Items listed in a dataset
[Start of section]

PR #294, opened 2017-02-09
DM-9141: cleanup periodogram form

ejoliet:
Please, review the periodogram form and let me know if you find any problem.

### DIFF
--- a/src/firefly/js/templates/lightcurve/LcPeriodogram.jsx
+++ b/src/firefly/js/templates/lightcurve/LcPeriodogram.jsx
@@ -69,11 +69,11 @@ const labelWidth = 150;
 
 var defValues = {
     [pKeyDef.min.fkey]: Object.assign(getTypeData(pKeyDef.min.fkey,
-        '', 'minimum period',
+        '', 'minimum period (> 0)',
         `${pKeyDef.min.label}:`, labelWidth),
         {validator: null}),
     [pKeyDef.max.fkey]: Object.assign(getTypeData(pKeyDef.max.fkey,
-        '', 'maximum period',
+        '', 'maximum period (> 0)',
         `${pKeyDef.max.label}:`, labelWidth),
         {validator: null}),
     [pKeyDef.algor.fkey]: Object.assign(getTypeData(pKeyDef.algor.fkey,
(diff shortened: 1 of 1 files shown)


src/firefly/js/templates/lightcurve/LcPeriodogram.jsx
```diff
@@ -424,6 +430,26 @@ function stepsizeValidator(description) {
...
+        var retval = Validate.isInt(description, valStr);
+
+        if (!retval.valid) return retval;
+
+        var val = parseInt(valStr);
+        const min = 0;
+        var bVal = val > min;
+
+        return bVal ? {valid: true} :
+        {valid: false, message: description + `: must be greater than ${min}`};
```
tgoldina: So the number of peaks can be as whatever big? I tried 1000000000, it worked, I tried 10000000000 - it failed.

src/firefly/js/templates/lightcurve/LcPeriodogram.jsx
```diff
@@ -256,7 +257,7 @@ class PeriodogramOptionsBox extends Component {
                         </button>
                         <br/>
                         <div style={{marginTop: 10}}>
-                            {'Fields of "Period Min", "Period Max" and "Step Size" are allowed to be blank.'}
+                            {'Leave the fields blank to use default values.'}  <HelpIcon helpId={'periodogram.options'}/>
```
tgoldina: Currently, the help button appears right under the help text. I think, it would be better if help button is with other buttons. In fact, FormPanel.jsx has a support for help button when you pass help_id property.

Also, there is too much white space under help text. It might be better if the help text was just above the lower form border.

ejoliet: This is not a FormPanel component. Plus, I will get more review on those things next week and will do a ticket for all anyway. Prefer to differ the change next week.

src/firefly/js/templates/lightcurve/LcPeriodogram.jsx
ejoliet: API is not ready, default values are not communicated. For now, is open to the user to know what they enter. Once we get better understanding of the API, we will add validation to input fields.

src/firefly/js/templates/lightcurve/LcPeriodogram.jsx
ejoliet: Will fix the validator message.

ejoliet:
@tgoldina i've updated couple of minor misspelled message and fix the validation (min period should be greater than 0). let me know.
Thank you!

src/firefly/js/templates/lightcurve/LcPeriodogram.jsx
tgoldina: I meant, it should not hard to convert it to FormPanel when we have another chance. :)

[End of section]

Work instruction: All lines above holding the word "button" make up the answer; copy each one.

Result for this exercise:
                         </button>
tgoldina: Currently, the help button appears right under the help text. I think, it would be better if help button is with other buttons. In fact, FormPanel.jsx has a support for help button when you pass help_id property.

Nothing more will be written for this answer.